PR #6558, opened 2022-04-26
show tag names and category names in contact list

jonland:
| Q | A
| --- | ---
| Bug fix? | no
| New feature? | yes
| BC breaks? | no
| Deprecations? | no
| Fixed tickets | 
| Related issues/PRs | 
| License | MIT

#### What's in this PR?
● ● ● ● ● ● ●
Transcribe every entry word for word.

PROBLEM SOLUTION ▸
PR #6558, opened 2022-04-26
show tag names and category names in contact list

jonland:
| Q | A
| --- | ---
| Bug fix? | no
| New feature? | yes
| BC breaks? | no
| Deprecations? | no
| Fixed tickets | 
| Related issues/PRs | 
| License | MIT

#### What's in this PR?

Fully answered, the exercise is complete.